Jones et al. (2012) demonstrated that 12 weeks of tai chi (90-minute sessions, twice-weekly) notably reduced pain. Lifestyle physical activity like walking has also proved helpful for optimal physical functioning for FMS clients with pain (Busch et al. 2011). According to Busch and colleagues, mind-body approaches such as yoga, Pilates, breathing exercises, whole-body vibration training and Nordic walking (with poles) may also provide clinically relevant results for FMS clients.
It appears that a combination of cardiovascular exercise, resistance training and other exercise modes helps to manage FMS symptoms. Sixteen weeks of self-determined, moderate-intensity walking combined with twice-weekly strength training—progressing to 2 sets of 10–12 repetitions of multijoint resistance movements (chest press, seated row, leg press, for example)— and some stretching reduced fatigue in women with FMS (Rooks et al. 2007). In an 18-week intervention (with three sessions per week), 15 minutes of walking at an intensity of 55%–65% of heart rate reserve combined with low-intensity resistance circuit training (eight exercises) plus core stability work also reduced fatigue (Etnier et al. 2009).
In some of these interventions, researchers observed noteworthy improvement not only in pain management and fatigue but also in depression status and mood. It is always important for exercise professionals to recognize the mental health benefits that exercise can provide to clients with FMS.
Although fatigue and pain may make exercise and movement activities challenging for FMS clients, it is critical for them to be physically active (Busch et al. 2011). Research has repeatedly shown that regular exercise is one of the most effective treatments for fibromyalgia (NIAMS 2011). In general, cardiovascular exercise performed 2–3 times weekly for 30–60 minutes at approximately 50% of age-predicted heart rate maximum or at a self-selected exercise intensity appears to noticeably lessen pain in FMS clients, improve mental health and reduce depression.
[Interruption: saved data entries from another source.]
PR #2447, opened 2018-06-06
Fix rules toggle.

kekek2:
If you switch the state of more than one hundred rules in IDS, they are not always switched. In parallel, run multiple AJAX requests simultaneously writing changes to the config.xml. Because of this, some changes may be lost. I made AJAX requests to be sent sequentially.

### DIFF
--- a/src/opnsense/mvc/app/views/OPNsense/IDS/index.volt
+++ b/src/opnsense/mvc/app/views/OPNsense/IDS/index.volt
@@ -212,7 +212,7 @@ POSSIBILITY OF SUCH DAMAGE.
                     const localKeyset = keyset;
                     promise = promise.then(function () {
                         return ajaxCall(url + localKeyset.join(',') + '/' + url_suffix, sendData = {}, null);
-                    })
+                    });
                 }
 
                 // refresh when all toggles are executed
--- a/src/opnsense/mvc/app/views/OPNsense/IDS/index.volt
+++ b/src/opnsense/mvc/app/views/OPNsense/IDS/index.volt
@@ -196,25 +196,23 @@ POSSIBILITY OF SUCH DAMAGE.
                 }
 
                 var keyset = [];
-                $.each(rows, function(key,uuid){
+                $.each(rows, function (key, uuid) {
                     keyset.push(uuid);
-                    if ( combine == undefined || keyset.length > combine) {
-                        (function (localKeyset) {
-                            promise = promise.then(function () {
-                                return ajaxCall(url + localKeyset.join(',') + '/' + url_suffix, sendData = {}, null);
-                            })
-                        }) (keyset);
+                    if (combine == undefined || keyset.length > combine) {
+                        const localKeyset = keyset;
+                        promise = promise.then(function () {
+                            return ajaxCall(url + localKeyset.join(',') + '/' + url_suffix, sendData = {}, null);
+                        });
                         keyset = [];
                     }
                 });
 
                 // flush remaining items
                 if (keyset.length > 0) {
-                    (function (localKeyset) {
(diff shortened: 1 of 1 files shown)


src/opnsense/mvc/app/views/OPNsense/IDS/index.volt
```diff
@@ -199,19 +199,30 @@ POSSIBILITY OF SUCH DAMAGE.
                 $.each(rows, function(key,uuid){
                     keyset.push(uuid);
                     if ( combine == undefined || keyset.length > combine) {
-                        deferreds.push(ajaxCall(url + keyset.join(',') +'/'+url_suffix, sendData={},null));
+                        (function (localKeyset) {
+                            promise = promise.then(function () {
+                                return ajaxCall(url + localKeyset.join(',') + '/' + url_suffix, sendData = {}, null);
+                            })
+                        }) (keyset);
```
fabianfrz: this function is probably not needed

src/opnsense/mvc/app/views/OPNsense/IDS/index.volt
```diff
@@ -199,19 +199,30 @@ POSSIBILITY OF SUCH DAMAGE.
...
                 });
 
                 // flush remaining items
                 if (keyset.length > 0) {
-                    deferreds.push(ajaxCall(url + keyset.join(',') +'/'+url_suffix, sendData={},null));
+                    (function (localKeyset) {
+                        promise = promise.then(function () {
+                            return ajaxCall(url + localKeyset.join(',') + '/' + url_suffix, sendData = {}, null);
+                        })
+                    })(keyset);
```
fabianfrz: same here

src/opnsense/mvc/app/views/OPNsense/IDS/index.volt
kekek2: First I did without closure. All calls AjaxCall was with the last value of the keyset. I had to add this feature.

fabianfrz: I am talking about the outer function, not the promise

kekek2:
var keyset = [];
                $.each(rows, function (key, uuid) {
                    keyset.push(uuid);
                    if (combine == undefined || keyset.length > combine) {
                        promise = promise.then(function () {
                            return ajaxCall(url + keyset.join(',') + '/' + url_suffix, sendData = {}, null);
                        })
                        keyset = [];
                    }
                });

                if (keyset.length > 0) {
                    promise = promise.then(function () {
                        return ajaxCall(url + keyset.join(',') + '/' + url_suffix, sendData = {}, null);
                    })
                }
`
These screenshots I made with this code. All requests are the same.

kekek2:
Screenshots with my code

fabianfrz:
looks like you are loosing the reference - should be fixable by `let` and local variables.

src/opnsense/mvc/app/views/OPNsense/IDS/index.volt
```diff
@@ -196,25 +196,23 @@ POSSIBILITY OF SUCH DAMAGE.
...
                 if (keyset.length > 0) {
-                    (function (localKeyset) {
-                        promise = promise.then(function () {
-                            return ajaxCall(url + localKeyset.join(',') + '/' + url_suffix, sendData = {}, null);
-                        })
-                    })(keyset);
+                    const localKeyset = keyset;
+                    promise = promise.then(function () {
+                        return ajaxCall(url + localKeyset.join(',') + '/' + url_suffix, sendData = {}, null);
+                    })
```
fabianfrz: add a semicolon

However, the literature supports the notion that a wide variety of exercise modes—including aquatic, cardiovascular and resistance training, along with mind-body activities—can be useful in decreasing FMS symptoms (Busch et al. 2011). Clients should be introduced to a variety of exercises and then be free to decide which are the most comfortable.
Careful supervision of clients as they undergo an exercise regimen is recommended, as 70% of surveyed patients with the syndrome have reported that strenuous physical activity is a prime aggravator for their symptoms (Bennett et al. 2007). (See Figure 3 for tips on programming exercise for FMS clients.) Furthermore, home-based interventions are associated with poor compliance (Harden et al. 2012), which highlights the importance of personal trainers for this population. Personal trainers can help improve exercise adherence by regularly motivating and inspiring FMS clients to believe they can successfully complete regular exercise (Busch et al. 2011).